Sorry I should have been more clear. The face frames are already attached to the boxes. I am actually going to be installing the finished cabinets next weekend. So I am wondering what screws are best to use to attach one box to another through the stiles of the face frames


----------



## cabinetman (Jul 5, 2007)

See if this thread is any help.












 









.


----------



## Tom5151 (Nov 21, 2008)

cabinetman said:


> See if this thread is any help.
> 
> 
> 
> ...


I think I get it. I could probabaly write a novel here with my questions but I will try not to.

So do you do the first part and then take them all back apart first before installing them? I wasn't exactly getting the transition between your 2nd and 3rd paragraph. It seems as thought the cabinets are separated (initial shorter screw removed), then put on the wall and the longer screw is installed. 

My slight challenge is that it will be me and my wife. Is there any install process whereby I can install cab A on the wall snug but not tight, and then work my way down the run joining cabinets as i go? I have an over the stove cabinet in the middle of two others on each end and if I attach them all on the ground and try to raise them together, I am concerned we may not be able to manage the weight. I am using a ledger board but not sure if we can lift all 3 cabinets up to rest it on the ledger board. 

I am guessing very little of what i just wrote made any sense. 

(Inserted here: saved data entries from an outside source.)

PR #310, opened 2022-02-24
Add an Open MP target device [BBT#199]

abouteiller:
This is a transfer of https://bitbucket.org/icldistcomp/parsec/pull-requests/199

* Rename gpu_* in device_cuda.[ch]
* Add a core dgemm that executes on hosted MIC with OpenMP target
* Add an OpenMP target body to LLT
* Configury to make it compile in target mode with icc

How to try/use:

Compile PaRSEC using either
* Intel ICC [17.xx](http://17.xxx/) (not 18.xx) with MPSS 3.8 → executes on KNC Mic
* gcc > 7.3 with the Open ACC PTX enabled → executes on Nvidia
* gcc > 7.3 with the Mic emulation device enabled → executes on Host in Mic emulation mode


abouteiller:
Need to be updated to latest PaRSEC.

PR #314, opened 2022-02-24
[BBT#493] New API for parsec_init w/o cores parameter

abouteiller:
https://bitbucket.org/icldistcomp/parsec/pull-requests/493

- [x] add info comm=%p to permit selection of comm before init
- [ ] add parsec_info_create, use parsec_info_set to pass-in arguments to parsec before parsec_init
- [x] Dplasma corresponding request
- [x] rename setenv_mca_param_int to something less obnoxious
- [x] include definition of setenv_mca_param_int from public API
- [ ] decide what to do with argc, argv
    * We will keep argc/argv so that command line parameters can be 'cleaned-up' and return only argc/argv that PaRSEC didn't consume, it should be valid to pass NULL, NULL.
- [x] update copyrights

### DIFF
--- a/examples/Ex00_StartStop.c
+++ b/examples/Ex00_StartStop.c
@@ -7,7 +7,7 @@
  *
  * [mpicc|cc] -o Ex00_StartStop Ex00_StartStop.c `pkg-config --cflags --libs parsec` -lpthread -lm -lrt [-ldl -lcudart]
  *
- * @version 3.0
+ * @version 4.0
  * @email parsec-users@icl.utk.edu
  *
  */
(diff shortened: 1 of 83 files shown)


bosilca:
Discussion on 10/07/22: Add support for a simple API (based on the MPI Info) and we pass this as the last argument to `parsec_init`. We keep the pointers to argc and argv, but we do not change them. Look at issue #431 for more info.

therault:
the info object should be a local that is passed explicitly to the `set` functions, and to the `parsec_init` call.

the developer should have a simple way of listing the info keys.

bosilca:
As discussed on 03/31/23 we need to merge this with #443 and get them in.

PR #315, opened 2022-02-24
[BBT#536] Add AMD RoCM/HIP device

abouteiller:
https://bitbucket.org/icldistcomp/parsec/pull-requests/536

- [ ] This is in a working state as tested on Spock
- [ ] For the CI: none is defined by default, so the PR fails. We should change the JenkinsFile to do both CUDA and HIP independently
- [ ] For the CI: add a HIP tester directly in PaRSEC (rather than testing with DPLASMA)
- [ ] For the user: even if we don’t have the HIP framework, we fail with the error. We should check if HIP is available before failing (i.e. if the user did not define a preference, but there is only CUDA or only HIP or none of them, CMake should succeed with the only available choice per default. Only if there is both CUDA and HIP and the user did not specify a preference should we fail).
- [ ] We want to split the hip/cuda functions from the main generated file so we don't have include files conflicts in the generated code


bosilca:
Will be merged on Monday.

PR #316, opened 2022-02-24
[BBT#582] bugfix/atomic lifo: The offsetof was incorrect leading to lifo padding being wrong in external lifo

abouteiller:
https://bitbucket.org/icldistcomp/parsec/pull-requests/582

atomic lifo: The offsetoff was computed incorrectly because it didn't account for alignment and that caused static initializers to overspill

This would cause DPLASMA ctest to fail in spectacular ways. 

Tested with C11 128bit atomics and 64bit CAS (gcc/7.3.0)

### DIFF
--- a/CMakeLists.txt
+++ b/CMakeLists.txt
@@ -1008,7 +1008,11 @@ check_type_size("parsec_lifo_t" PARSEC_LIFO_OPAQUE_SIZEOF)
 include(CheckStructureFieldOffset)
 # NB: the structure below *needs* to be kept in sync with the structure
 # in lifo-external.h
-check_structure_field_offset("lifo_private" "struct{parsec_object_t super;uint8_t alignment;char lifo_private;}" PARSEC_LIFO_HEAD_OFFSET)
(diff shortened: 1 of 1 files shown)


devreal (approved):

bosilca:
I don't think there is anything wrong with the offset of the private field, the root cause of the issue is lack of alignment of the high-level structure. Here is the reason: the internal struct uses __int128 the external lifo struct must be aligned by 128. Unfortunately, the current detection test will have the struct aligned to 64, and as a result the alignment will be incorrect and thus the size of the external struct. The correct solution would be specify the alignment of the external LIFO struct, but as the C standard does not currently define a standard way, we need another solution. As this external version of the LIFO structure is supposed to be used with external compilers (aka. not used by PaRSEC's detection), we should be careful with the types used. But, I think we can accept this patch, as we already have the int128 in the definition of this struct in the exposed header file, we can use it in the alignment detection.

bosilca (approved):

Issue #295, opened 2021-06-30
Cray `ftn` cannot accept LLVM flags


abouteiller:
**[Original report](https://bitbucket.org/icldistcomp/parsec/issue/295) by me.**

----------------------------------------

## Problem

Fortran flags are wrong on Spock

## Details

In another instance of the wrongness of detecting compilation flags only with CC, when using Cray Fortran compiler \(as seen on OLCF Spock\), we get the following error

```shell
[ 10%] Building Fortran object parsec/CMakeFiles/parsec.dir/fortran/parsecf.F90.o
ftn_driver.exe: invalid option -- '3'
ftn-2105 crayftn: ERROR in command line
  "-g" is an invalid command-line option.
ftn-2103 crayftn: WARNING in command line
  The -W all option is not supported or invalid and will be ignored.
ftn-2103 crayftn: WARNING in command line
  The -W extra option is not supported or invalid and will be ignored.
make[2]: *** [parsec/CMakeFiles/parsec.dir/build.make:1553: parsec/CMakeFiles/parsec.dir/fortran/parsecf.F90.o] Error 1
make[1]: *** [CMakeFiles/Makefile2:1719: parsec/CMakeFiles/parsec.dir/all] Error 2
make: *** [Makefile:166: all] Error 2
 ~/parsec/dplasma/parsec/spock.debug  master ?1 ·························································································· bouteilla@login1  15:29:47 ─╮
❯ ftn --version                                                                                                                                                           ─╯
Cray Fortran : Version 11.0.4
```

## Mitigation

`configure --disable-fortran`

## Solution

We should test individually all flags with the fortran compiler, including ‘obvious’ ones like `-g`, `-W` etc.

‌

‌

abouteiller:
fix merged

PR #326, opened 2022-03-02
Per-language compiler flags

therault:
Use generator expressions to only apply compiler flags for the
language they have been tested with. Try all languages for each
flag, when it makes sense. Provide a new function to do so
in a convenient way.

Closes issue #295


bosilca (approved):

abouteiller (approved):

abouteiller:
Same changes need to be carried to DPLASMA

abouteiller:
@therault  you need to sign your comments `git ci --amend -s`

Do you use any speacial type of screw to join the face frames? just a plain old wood screw?


----------



## cabinetman (Jul 5, 2007)

Tom5151 said:


> So do you do the first part and then take them all back apart first before installing them? I wasn't exactly getting the transition between your 2nd and 3rd paragraph. It seems as thought the cabinets are separated (initial shorter screw removed), then put on the wall and the longer screw is installed.
> 
> My slight challenge is that it will be me and my wife. Is there any install process whereby I can install cab A on the wall snug but not tight, and then work my way down the run joining cabinets as i go? I have an over the stove cabinet in the middle of two others on each end and if I attach them all on the ground and try to raise them together, I am concerned we may not be able to manage the weight. I am using a ledger board but not sure if we can lift all 3 cabinets up to rest it on the ledger board.
> 
> ...


That method does a few things. First when they are screwed together with the shorter screws, the faces of the FF are matched sanded to eachother. Second there will be alignment holes in the edges of the FF once you start to install. Yes, you do separate them to install.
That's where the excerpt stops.